1. Download phase 2 GenCAD-Code training data:
```
cd $CADCODER_DATA_ROOT
mkdir cadcoder_train_data
huggingface-cli download CADCoder/GenCAD-Code cadquery_train_data_4096.json --repo-type=dataset --local-dir "${CADCODER_DATA_ROOT}/cadcoder_train_data"
```

Download GenCAD images from [this link](https://drive.google.com/file/d/1znREwbNBIyODLXRHmfHy5ar_ENSIFjG5/view?usp=drive_link) and unzip them in the "${CADCODER_DATA_ROOT}/cadcoder_train_data" directory. Rename the unzipped "images" directory to "gencad_im".

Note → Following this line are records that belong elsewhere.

PR #1035, opened 2024-05-02
:package: DOP-4497 updtes the mongodb node driver

caesarbell:
### Stories/Links:

DOP-4497

### Notes

This PR was focused on updating MongoDB Node Driver from`v5.1.0` to `v6.5`. With upgrading the version, an issue occurred where the build would hang. 

Upon running the AB locally, I was able to discover that  `value` was not a property of the response, which lead me to remove the `value` proeprty and return just the response.

After the above change, I was able to successfully trigger the AB build using the webhook, resulting in the following [master](https://workerpoolstaging-qgeyp.mongodbstitch.com/pages/job.html?collName=queue&jobId=66354409b67dbf804abf9049) and [DOP-4497](https://workerpoolstaging-qgeyp.mongodbstitch.com/pages/job.html?collName=queue&jobId=66354909b67dbf804ac10a87) build results.

The page can be viewed [here](https://docs-mongodbcom-staging.corp.mongodb.com/docs/docsworker-xlarge/master/).

**Update**
After some additional research, the reason for this change was because in 6.0+ sets `includeResultMetadata` to false by default. Adding `includeResultMetadata` true as an option would allow us to return `value` which would contain our returned document.

### Resource Links

[Behavioral Changes to Find One Family APIs](https://www.mongodb.com/blog/post/behavioral-changes-find-one-family-apis-node-js-driver-6-0-0)
[Server Release Compatibility Changes](https://www.mongodb.com/docs/drivers/node/current/upgrade/#server-release-compatibility-changes)

### README updates


mmeigs (commented):
Hmm, this makes me a teeny bit nervous because this change could/is more wide-ranging.

1. Do we know where in breaking changes for the Node driver this occurs? lol @ searching our own documentation
2. This (the `value` property) definitely is accessed other places.
- one example: in the same file (`src/repositories/jobRepository`) in the function `updateWithStatus`.

caesarbell:
For test sake, I applied the following option `{includeResultMetadata: true},` to 

```js
async updateWithStatus(
    id: string | mongodb.ObjectId,
    result: any,
    status: JobStatus,
    shouldNotifySqs = true
  ):
  ```
  
  to allow the `value` to be returned, since removing `value` from  `updateWithStatus` method causes the test to fail with some odd behavior.

File: src/repositories/jobRepository.ts [hunk 1]
```diff
@@ -122,8 +122,8 @@ export class JobRepository extends BaseRepository {
       options,
       `Mongo Timeout Error: Timed out while retrieving job`
     );
-    if (response.value) {
-      const job: Job = response.value;
+    if (response) {
+      const job: Job = response;
```
mmeigs, line 126: We should change this back!

tests/unit/repositories/jobRepository.test.ts
```diff
@@ -106,11 +106,11 @@ describe('Job Repository Tests', () => {
 
     test('getOneQueuedJobAndUpdate succeeds', async () => {
       const testData = TestDataProvider.getFindOneAndUpdateCallInfo();
-      const mockVal = { value: getBuildJobPlain() };
+      const mockVal = getBuildJobPlain();
       jest.spyOn(jobRepo, 'notify').mockResolvedValueOnce(true);
       dbRepoHelper.collection.findOneAndUpdate.mockResolvedValueOnce(mockVal);
 
-      await expect(jobRepo.getOneQueuedJobAndUpdate()).resolves.toEqual(mockVal.value);
+      await expect(jobRepo.getOneQueuedJobAndUpdate()).resolves.toEqual(mockVal);
```
mmeigs, line 113: And change this back, I believe!

src/repositories/jobRepository.ts
caesarbell: @mmeigs even when all the tests are working? I guess you are right, this will keep things consistent.

mmeigs (approved):
LGTM

src/repositories/jobRepository.ts
```diff
@@ -115,7 +115,7 @@ export class JobRepository extends BaseRepository {
 
   async findOneAndUpdateJob(query): Promise<Job | null> {
     const update = { $set: { startTime: new Date(), status: 'inProgress' } };
-    const options = { sort: { priority: -1, createdTime: 1 }, returnNewDocument: true };
+    const options = { sort: { priority: -1, createdTime: 1 }, returnNewDocument: true, includeResultMetadata: true };
```
seungpark, line 118: good catch! think this can be a default option for BaseRepository so we don't have to repeat it on each call

seungpark (approved):
minor nitpick below but overall LGTM 👍 thanks for testing and providing changelog documents!

PR #1042, opened 2024-05-08
DOP-4599: Deploy-all slack button deploys all active versions of repos

anabellabuckvar:
### Stories/Links:

[DOP-4599](https://jira.mongodb.org/browse/DOP-4599)

### Notes

This PR accomplishes two goals:

1. Anyone marked as an "admin" in their personal Atlas pool.entitlements entry can deploy all repos in repos branches without having to manually add _any_ entitlements to their entitlements array
2. The recently released deploy-all button will now deploy all prod-deployable repos and all of thei their active versions, as opposed to just the master branch of all prod-deployable repos

The PR is currently in PrePrd for reviewing purposes so reviewers can test themselves.
### README updates


src/services/slack.ts
```diff
@@ -72,7 +67,16 @@ export class SlackConnector implements ISlackConnector {
...
-      values['repo_option'] = await repoBranchesRepository.getProdDeployableRepoBranches();
+      //go through all options in dropdown by option group
+      //append version to repo_option if active
+      values['repo_option'] = [];
+      for (const group of optionGroups) {
+        values['repo_option'].push(
+          ...group.options.map((option) => {
+            if (!option.text.text.startsWith('(!inactive)')) return option;
+          })
+        );
```
mmeigs, line 78: We should use the `filter` method for this rather than `map` so that we don't end up with `undefined` values in the array

api/controllers/v1/slack.ts
```diff
@@ -66,7 +81,7 @@ async function deployRepo(deployable: Array<any>, logger: ILogger, jobRepository
   try {
     await jobRepository.insertBulkJobs(deployable, jobQueueUrl);
   } catch (err) {
-    logger.error('deployRepo', err);
+    console.error('Deploy repo error');
```
mmeigs, line 84: Could we still log the error? It can sometimes be such a blessing.

api/controllers/v1/slack.ts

2. Run the phase 2 training script:
```
./scripts/v1_5/phase2_cadcoder.sh {your_stage1_checkpoint_save_dir} {your_final_checkpoint_save_dir}
```

The final model will be saved to {your_final_checkpoint_save_dir}. We used 4 H100 GPUs for this phase of training, and it took 5.7 hours. During training of the model, you can check that the training loss looks something like what we got (see below) by running the following command:

```
cd {your_final_checkpoint_save_dir}
tensorboard --logdir=runs
```

![CAD-Coder Phase 2 Training](docs_images/finetune_results.png)


## Release Todo List

- [x] Release GenCADCode Dataset
- [x] Release CAD-Coder and variants on HF
- [x] Release Training Code

## Cleanup Todo List

- [ ] Steamline inference to one script call
- [ ] Chat capability with model
- [ ] Move training and inference data to HuggingFace datasets

## Citation
If you use our code, model, or dataset, please cite our paper!

```
@article{doris2025cad,
  title={CAD-Coder: An Open-Source Vision-Language Model for Computer-Aided Design Code Generation},
  author={Doris, Anna C and Alam, Md Ferdous and Nobari, Amin Heyrani and Ahmed, Faez},
  journal={arXiv preprint arXiv:2505.14646},
  year={2025}
}
```

## Acknowledgements
This repo is a fork of the [LLaVA repo](https://github.com/haotian-liu/LLaVA). We thank these authors for developing this model architecture and training strategy, which we have adapted for CAD-Coder.

The authors gratefully acknowledge MIT-IBM for their partial support of this work. This material is based upon work supported by the National Science Foundation Graduate Research Fellowship. Any opinion, findings, and conclusions or recommendations expressed in this material are those of the authors(s) and do not necessarily reflect the views of the National Science Foundation.